We performed systematic search to identify RCTs reported at least one of the CVD, CHD, or stroke as outcomes. Relative risk (RR) with 95% confidence interval was used as a measure of the association between folic acid supplementation and risk of CVD, CHD, stroke, and all-cause mortality. The analysis was further stratified by factors that could affect the treatment effects.

Results

The systematic search identified 26 RCTs enrolling 58,804 participants. Pooling the RRs showed that folic acid supplementation was not associated with any significant change in the risk of CVD (RR 0.98, 0.95 to 1.02; p = 0.36), CHD (RR 1.03, 0.98 to 1.08; p = 0.23), and all-cause mortality (RR 1.00, 0.96 to 1.04; p = 0.92), but was linked to a decreasing trend in stroke risk (RR 0.93, 0.86 to 1.00; p = 0.05). In stratified analyses, the only heterogeneity was found for stroke risk reduction among groups with (RR 1.07, 0.92 to 1.25) vs. without (RR 0.88, 0.81 to 0.96) mandatory grain fortification (P for heterogeneity = 0.03).

Conclusions

This meta-analysis suggests that there might be a potentially modest benefit of folic acid supplementation in stroke prevention.

Introduction

In 1969, homocysteine was first hypothesized to promote atherosclerosis based on the observation that children with extreme elevations of plasma homocysteine due to inborn errors of metabolism had premature atherothrombotic disease [1]. Subsequent experimental studies confirmed that homocysteine and its metabolites can cause oxidative stress, enhance inflammation and damage endothelium [2], [3]. Epidemiological studies repeatedly showed that elevated homocysteine is associated with coronary heart disease and stroke [4], [5]. A meta-analysis of prospective observational studies found that a 25% lower homocysteine level was associated with 11% lower coronary heart disease risk and 19% lower stroke risk [6].

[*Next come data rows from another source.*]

PR #76, opened 2016-09-24
Disable buttons when none selected, remove horizontal scrollbars

cheshire137:
- Disable 'Tasks' and 'Filters' top nav buttons when the user has not provided an access token.
- Make top navigation area more compact vertically.
- Get rid of horizontal scrollbar around filter select menu.
- Disable 'Snooze', 'Archive', and 'Ignore' buttons when no visible tasks are selected.
- Disable 'Restore' button when no hidden tasks are selected.
- Use an emoji for the refresh button icon.
- Spell out 'View hidden' instead of using an eye Octicon.
- Move 'View hidden' button below filter select menu.
- Get rid of rounded corners in top navigation, as well as borders adjacent to the window edges on the top nav buttons.
- Display page titles for edit filter, new filter, and 'manage filters' views.
- Make 'Authenticate' view less noisy by removing green styling on 'you are signed in' message.

screen shot 2016-09-24 at 4 15 16 pm

screen shot 2016-09-24 at 4 15 28 pm

screen shot 2016-09-24 at 4 15 40 pm

### DIFF
--- a/src/components/App/App.jsx
+++ b/src/components/App/App.jsx
@@ -90,6 +90,7 @@ class App extends React.Component {
           save={() => this.savedFilter()}
           cancel={() => this.showTaskList()}
           manageFilters={() => this.manageFilters()}
+          loadFilter={key => this.loadFilter(key)}
         />)
       case 'hidden': return (
         <HiddenTaskList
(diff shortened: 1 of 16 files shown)


summasmiff:
~~Looks like we lost the "Hidden Tasks" eye icon. I had moved it to be next to the Refresh icon on the secondary toolbar.~~

I see now that it is a text link. I can't read good today.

Folate and vitamin B12 are important regulators of homocysteine metabolism. Increased folate intake reduces serum homocysteine levels [7]. This information suggested that folic acid might be a useful therapeutic intervention for the prevention of cardiovascular disease. This hypothesis was supported in young adults with extreme metabolic derangements of homocysteine metabolism. Among individuals with homocystinuria, treatment with high dose folic acid, vitamin B6 and vitamin B12 lowered homocysteine levels and dramatically reduced cardiovascular risk and mortality [8].

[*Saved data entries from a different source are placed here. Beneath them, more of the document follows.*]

PR #78, opened 2016-09-25
Update to Bulma 0.2.0

cheshire137:
Looks like a new default font. The primary color that was blue before is now a sea green. It was a little too light to make the top nav tabs readable, so I switched to the `is-info` button color seen on http://bulma.io/documentation/modifiers/syntax/.

screen shot 2016-09-25 at 11 39 00 am


summasmiff (approved):
Did you add `is-link` in another PR to the top-nav?

I think we should add another issue to do a general color-and-font overhaul to get away from Bulma's defaults at some point in the future, but for now, this is a good change to increase readability.   

However, Bulma's defaults are pretty cool and not boring, so I think they can stay for a while.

These observations gave rise to the hope that lowering homocysteine levels in patients with high normal values could also confer therapeutic benefit in a much larger population. In some studies of biomarkers of cardiovascular disease, folic acid supplementation showed beneficial signals of activity, reducing carotid atherosclerosis progression and occurrence of abnormal exercise electrocardiography tests [9], [10].

Several randomized controlled trials of lowering homocysteine with folic acid to reduce clinical cardiovascular endpoints have been initiated since 1990s [11], [12], [13]. A meta-analysis which included trials up to June 2009 failed to demonstrate a benefit of homocysteine-lowering intervention with regard to cardiovascular disease or stroke [14]. However, that meta-analysis excluded end-stage renal disease trials and additional trials have been published in recent 3 years. We therefore undertook an updated meta-analysis.